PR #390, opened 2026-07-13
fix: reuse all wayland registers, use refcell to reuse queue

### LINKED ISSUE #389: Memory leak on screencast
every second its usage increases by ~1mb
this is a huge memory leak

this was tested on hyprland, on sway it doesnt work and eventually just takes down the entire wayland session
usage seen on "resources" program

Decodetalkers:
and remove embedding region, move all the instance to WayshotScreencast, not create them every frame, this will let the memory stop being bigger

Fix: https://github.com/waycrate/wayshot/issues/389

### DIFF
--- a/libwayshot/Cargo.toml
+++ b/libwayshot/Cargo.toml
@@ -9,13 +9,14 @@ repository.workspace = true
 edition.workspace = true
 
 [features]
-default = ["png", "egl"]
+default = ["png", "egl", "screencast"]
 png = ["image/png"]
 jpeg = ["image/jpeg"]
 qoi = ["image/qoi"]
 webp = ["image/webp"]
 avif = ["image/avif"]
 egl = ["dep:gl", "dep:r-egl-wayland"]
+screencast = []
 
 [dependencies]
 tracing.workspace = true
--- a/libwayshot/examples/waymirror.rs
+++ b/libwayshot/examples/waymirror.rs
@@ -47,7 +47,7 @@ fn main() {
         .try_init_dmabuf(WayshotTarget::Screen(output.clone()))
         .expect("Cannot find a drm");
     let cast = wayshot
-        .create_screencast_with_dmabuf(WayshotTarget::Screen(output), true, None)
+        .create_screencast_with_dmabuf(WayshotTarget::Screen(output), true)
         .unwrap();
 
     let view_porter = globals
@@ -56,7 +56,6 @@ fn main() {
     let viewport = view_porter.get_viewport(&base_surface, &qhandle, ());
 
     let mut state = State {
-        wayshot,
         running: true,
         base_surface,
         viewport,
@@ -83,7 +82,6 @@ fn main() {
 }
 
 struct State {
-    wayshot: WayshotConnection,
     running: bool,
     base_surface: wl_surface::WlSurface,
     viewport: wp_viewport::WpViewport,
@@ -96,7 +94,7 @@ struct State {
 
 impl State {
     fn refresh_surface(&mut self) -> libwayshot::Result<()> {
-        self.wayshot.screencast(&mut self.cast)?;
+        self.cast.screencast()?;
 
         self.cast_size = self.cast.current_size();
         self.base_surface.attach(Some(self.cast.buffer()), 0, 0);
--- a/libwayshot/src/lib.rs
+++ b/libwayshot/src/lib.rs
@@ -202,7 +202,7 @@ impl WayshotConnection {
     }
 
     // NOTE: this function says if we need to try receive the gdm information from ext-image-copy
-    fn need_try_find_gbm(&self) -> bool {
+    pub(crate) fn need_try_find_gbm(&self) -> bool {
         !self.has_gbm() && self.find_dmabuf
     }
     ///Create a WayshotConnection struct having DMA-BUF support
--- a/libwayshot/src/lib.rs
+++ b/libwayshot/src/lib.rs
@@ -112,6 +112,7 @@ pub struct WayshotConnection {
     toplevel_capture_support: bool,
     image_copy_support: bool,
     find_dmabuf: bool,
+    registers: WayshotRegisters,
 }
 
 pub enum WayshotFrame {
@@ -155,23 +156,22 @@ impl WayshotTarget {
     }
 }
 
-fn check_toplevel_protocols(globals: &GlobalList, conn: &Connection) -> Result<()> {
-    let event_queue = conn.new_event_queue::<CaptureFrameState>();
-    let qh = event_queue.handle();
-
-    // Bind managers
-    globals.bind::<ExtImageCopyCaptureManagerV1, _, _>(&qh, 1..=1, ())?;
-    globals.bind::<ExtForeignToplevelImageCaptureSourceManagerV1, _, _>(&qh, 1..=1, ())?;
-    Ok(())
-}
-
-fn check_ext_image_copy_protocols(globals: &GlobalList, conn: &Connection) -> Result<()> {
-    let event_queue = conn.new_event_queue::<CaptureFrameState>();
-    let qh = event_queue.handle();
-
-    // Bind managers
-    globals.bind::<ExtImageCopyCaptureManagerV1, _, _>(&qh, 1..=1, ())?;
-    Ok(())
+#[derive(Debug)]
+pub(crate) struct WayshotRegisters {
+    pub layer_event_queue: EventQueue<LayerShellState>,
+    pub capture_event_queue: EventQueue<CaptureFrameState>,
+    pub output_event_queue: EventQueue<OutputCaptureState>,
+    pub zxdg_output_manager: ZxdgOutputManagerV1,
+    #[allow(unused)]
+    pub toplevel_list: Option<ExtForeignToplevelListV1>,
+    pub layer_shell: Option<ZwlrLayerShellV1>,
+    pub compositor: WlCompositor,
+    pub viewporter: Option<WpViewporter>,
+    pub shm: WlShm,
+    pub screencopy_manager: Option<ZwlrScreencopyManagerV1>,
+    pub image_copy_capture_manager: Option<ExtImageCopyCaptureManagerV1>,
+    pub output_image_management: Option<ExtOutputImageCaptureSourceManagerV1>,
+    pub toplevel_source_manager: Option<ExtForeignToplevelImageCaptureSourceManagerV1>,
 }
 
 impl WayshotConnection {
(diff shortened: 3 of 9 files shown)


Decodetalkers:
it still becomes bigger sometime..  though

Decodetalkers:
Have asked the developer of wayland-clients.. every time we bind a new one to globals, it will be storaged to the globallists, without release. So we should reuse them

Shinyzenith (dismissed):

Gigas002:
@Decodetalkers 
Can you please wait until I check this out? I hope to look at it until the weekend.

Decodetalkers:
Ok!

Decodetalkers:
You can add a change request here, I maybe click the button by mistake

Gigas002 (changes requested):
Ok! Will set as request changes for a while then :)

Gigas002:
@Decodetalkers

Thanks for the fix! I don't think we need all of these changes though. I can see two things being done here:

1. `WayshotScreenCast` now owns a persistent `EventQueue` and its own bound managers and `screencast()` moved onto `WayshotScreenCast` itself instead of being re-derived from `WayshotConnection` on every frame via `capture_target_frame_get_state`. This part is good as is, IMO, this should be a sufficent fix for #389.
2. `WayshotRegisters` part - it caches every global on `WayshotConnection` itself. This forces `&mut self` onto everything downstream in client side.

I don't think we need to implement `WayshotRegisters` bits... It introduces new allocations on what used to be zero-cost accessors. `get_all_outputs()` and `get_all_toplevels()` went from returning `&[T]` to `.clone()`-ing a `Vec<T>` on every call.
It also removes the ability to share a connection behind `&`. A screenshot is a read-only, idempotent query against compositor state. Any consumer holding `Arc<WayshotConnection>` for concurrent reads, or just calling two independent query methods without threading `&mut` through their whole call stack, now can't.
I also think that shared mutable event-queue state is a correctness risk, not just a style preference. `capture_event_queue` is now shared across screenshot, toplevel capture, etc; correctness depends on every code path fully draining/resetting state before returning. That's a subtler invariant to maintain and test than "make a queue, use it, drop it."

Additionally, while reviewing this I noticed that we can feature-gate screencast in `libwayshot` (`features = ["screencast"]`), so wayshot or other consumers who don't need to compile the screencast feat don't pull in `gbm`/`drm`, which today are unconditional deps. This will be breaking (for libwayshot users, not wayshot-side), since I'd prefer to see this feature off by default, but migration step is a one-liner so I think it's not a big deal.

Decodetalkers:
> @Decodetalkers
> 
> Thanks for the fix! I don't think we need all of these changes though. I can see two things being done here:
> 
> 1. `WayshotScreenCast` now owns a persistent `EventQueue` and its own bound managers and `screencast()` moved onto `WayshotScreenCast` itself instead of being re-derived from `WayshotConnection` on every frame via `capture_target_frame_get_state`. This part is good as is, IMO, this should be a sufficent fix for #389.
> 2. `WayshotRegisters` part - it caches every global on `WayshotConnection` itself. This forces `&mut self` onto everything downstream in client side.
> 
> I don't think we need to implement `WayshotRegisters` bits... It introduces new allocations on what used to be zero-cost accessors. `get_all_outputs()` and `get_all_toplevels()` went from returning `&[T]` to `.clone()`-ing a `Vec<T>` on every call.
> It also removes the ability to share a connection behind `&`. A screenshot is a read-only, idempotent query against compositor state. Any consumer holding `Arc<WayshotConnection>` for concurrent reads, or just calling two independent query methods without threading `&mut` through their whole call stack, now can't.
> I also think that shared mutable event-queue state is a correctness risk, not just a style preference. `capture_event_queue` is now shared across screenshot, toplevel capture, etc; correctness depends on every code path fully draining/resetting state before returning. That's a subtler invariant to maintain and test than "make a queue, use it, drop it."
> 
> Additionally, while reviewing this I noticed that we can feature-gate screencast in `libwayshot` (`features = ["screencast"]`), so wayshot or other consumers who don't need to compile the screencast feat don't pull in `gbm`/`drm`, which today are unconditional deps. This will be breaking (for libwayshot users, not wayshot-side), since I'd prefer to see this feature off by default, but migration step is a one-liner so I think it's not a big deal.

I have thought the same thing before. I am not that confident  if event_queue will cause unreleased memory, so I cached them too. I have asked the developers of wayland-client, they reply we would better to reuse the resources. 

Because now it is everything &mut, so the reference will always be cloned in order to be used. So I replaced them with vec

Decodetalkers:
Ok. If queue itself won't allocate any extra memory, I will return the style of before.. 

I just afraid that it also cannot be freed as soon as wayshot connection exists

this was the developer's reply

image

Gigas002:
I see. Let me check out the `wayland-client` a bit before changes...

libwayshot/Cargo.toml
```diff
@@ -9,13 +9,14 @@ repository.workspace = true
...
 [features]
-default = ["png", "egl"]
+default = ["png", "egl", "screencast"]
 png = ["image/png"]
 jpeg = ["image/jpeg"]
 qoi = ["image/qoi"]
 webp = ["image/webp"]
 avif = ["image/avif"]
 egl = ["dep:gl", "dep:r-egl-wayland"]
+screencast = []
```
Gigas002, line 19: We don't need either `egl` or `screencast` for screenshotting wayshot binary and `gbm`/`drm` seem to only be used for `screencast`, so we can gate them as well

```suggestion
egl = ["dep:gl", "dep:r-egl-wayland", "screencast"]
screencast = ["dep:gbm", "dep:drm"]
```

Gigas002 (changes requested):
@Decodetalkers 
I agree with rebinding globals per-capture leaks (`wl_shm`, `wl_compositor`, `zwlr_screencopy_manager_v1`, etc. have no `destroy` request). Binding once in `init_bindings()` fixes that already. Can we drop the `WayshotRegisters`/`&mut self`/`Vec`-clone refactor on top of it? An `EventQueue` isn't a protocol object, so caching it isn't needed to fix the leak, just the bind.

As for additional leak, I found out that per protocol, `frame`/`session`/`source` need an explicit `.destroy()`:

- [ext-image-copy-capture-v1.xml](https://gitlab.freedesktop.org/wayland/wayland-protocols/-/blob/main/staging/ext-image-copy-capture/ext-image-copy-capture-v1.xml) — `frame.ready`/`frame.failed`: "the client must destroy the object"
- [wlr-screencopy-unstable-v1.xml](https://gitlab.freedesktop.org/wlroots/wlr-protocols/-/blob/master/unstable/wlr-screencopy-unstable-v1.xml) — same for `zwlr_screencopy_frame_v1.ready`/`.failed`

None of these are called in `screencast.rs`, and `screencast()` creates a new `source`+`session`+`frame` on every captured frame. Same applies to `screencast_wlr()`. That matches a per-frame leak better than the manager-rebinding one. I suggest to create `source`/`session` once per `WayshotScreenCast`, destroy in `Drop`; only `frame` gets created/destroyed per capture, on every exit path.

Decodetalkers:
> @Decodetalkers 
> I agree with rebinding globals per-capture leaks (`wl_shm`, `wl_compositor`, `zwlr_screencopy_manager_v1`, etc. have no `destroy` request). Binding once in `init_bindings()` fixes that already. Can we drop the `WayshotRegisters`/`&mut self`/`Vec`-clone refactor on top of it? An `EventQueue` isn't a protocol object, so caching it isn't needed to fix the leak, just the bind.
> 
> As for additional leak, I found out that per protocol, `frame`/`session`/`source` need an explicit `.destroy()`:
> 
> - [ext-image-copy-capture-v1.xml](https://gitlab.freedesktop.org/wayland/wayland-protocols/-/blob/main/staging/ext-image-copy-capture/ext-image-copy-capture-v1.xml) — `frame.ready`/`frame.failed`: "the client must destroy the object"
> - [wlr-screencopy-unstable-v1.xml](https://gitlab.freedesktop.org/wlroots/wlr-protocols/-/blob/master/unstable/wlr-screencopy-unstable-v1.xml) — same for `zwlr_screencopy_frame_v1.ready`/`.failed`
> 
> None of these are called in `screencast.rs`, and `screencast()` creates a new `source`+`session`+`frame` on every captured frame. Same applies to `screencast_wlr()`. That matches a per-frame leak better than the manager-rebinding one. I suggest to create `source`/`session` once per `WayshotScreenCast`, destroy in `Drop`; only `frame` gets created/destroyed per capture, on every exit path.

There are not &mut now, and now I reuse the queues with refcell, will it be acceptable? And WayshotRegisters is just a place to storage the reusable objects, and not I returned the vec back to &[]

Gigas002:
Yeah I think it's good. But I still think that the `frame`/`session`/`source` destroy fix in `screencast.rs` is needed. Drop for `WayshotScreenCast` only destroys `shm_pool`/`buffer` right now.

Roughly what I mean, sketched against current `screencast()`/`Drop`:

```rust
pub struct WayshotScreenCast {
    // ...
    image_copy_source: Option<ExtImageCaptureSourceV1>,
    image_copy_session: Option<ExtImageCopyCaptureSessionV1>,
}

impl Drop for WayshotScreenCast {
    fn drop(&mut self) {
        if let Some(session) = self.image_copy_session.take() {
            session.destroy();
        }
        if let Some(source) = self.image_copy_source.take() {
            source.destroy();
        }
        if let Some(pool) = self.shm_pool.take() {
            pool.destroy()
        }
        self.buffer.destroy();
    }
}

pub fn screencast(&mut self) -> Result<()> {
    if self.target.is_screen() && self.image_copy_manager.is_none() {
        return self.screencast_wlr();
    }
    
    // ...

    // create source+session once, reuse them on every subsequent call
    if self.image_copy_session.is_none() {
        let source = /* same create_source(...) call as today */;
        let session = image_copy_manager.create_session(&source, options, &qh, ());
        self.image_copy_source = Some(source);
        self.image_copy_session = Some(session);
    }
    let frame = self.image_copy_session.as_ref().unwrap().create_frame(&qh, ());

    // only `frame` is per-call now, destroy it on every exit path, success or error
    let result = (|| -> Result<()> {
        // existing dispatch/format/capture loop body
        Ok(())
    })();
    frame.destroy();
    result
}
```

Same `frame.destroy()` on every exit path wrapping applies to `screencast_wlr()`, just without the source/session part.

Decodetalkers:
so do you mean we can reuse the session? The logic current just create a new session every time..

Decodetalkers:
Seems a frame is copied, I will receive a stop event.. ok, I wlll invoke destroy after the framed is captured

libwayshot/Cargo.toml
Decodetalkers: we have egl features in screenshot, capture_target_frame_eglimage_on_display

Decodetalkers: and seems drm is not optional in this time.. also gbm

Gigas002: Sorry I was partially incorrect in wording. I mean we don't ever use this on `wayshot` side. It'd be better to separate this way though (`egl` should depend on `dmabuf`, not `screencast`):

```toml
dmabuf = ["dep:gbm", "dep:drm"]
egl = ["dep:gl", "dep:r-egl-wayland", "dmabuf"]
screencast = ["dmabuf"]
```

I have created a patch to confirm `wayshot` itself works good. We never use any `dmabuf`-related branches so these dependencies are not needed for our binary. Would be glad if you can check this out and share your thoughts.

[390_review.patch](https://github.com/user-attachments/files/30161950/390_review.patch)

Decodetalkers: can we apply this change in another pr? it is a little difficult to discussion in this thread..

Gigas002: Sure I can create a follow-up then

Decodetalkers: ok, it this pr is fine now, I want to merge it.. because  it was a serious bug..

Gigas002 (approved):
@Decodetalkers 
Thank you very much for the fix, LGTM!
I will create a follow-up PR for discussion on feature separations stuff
================================
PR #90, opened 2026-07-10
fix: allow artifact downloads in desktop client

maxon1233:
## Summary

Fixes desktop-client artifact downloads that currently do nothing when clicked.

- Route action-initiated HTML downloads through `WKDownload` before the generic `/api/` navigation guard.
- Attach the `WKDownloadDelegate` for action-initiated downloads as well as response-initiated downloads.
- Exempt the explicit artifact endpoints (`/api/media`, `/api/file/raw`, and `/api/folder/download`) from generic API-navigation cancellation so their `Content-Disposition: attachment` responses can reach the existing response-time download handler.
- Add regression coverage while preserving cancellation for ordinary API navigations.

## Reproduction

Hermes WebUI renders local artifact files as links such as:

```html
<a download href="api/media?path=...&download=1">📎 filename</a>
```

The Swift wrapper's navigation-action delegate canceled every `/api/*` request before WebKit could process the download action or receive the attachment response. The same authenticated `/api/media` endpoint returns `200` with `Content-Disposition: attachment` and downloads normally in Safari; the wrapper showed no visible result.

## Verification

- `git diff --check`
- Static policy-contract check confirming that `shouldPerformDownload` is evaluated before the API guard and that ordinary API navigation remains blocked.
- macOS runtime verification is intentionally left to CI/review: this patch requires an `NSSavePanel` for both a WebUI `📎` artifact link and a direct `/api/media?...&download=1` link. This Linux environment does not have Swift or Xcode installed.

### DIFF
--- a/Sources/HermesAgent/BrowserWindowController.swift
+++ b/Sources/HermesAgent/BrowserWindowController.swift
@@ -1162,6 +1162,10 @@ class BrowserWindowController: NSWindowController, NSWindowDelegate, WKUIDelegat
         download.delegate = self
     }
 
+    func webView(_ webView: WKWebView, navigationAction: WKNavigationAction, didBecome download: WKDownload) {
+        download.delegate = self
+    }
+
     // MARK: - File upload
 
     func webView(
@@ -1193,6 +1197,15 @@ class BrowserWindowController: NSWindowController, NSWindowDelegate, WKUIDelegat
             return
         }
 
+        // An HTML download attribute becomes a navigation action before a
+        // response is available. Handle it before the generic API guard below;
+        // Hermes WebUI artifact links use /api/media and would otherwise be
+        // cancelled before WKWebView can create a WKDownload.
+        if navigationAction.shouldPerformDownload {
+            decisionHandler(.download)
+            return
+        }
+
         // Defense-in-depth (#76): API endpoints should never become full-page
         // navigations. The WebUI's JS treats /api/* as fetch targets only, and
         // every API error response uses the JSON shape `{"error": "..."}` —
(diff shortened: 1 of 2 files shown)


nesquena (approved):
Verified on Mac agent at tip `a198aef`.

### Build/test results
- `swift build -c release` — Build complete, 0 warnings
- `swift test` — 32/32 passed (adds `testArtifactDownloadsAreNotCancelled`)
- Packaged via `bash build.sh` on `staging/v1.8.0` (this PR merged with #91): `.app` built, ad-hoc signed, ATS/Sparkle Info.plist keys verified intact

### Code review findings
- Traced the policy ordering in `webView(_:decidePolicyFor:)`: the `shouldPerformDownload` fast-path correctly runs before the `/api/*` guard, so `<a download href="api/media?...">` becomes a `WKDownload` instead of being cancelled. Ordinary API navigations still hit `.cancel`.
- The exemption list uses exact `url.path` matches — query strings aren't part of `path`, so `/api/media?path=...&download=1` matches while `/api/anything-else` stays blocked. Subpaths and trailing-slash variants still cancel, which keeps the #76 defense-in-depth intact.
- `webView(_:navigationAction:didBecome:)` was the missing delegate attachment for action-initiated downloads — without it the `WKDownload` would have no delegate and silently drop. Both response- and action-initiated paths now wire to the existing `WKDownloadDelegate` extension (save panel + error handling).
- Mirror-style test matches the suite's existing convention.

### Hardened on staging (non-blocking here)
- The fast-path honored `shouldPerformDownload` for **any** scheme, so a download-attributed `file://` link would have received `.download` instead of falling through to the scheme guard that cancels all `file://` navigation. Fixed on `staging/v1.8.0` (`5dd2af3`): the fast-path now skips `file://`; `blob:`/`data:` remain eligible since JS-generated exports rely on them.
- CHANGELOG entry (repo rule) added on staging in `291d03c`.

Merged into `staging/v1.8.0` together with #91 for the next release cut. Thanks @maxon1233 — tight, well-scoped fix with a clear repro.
================================
EXERCISE REQUIREMENTS — Report each line of the material in which the string "shown" occurs.

FINISHED EXERCISE —
(diff shortened: 3 of 9 files shown)
(diff shortened: 1 of 2 files shown)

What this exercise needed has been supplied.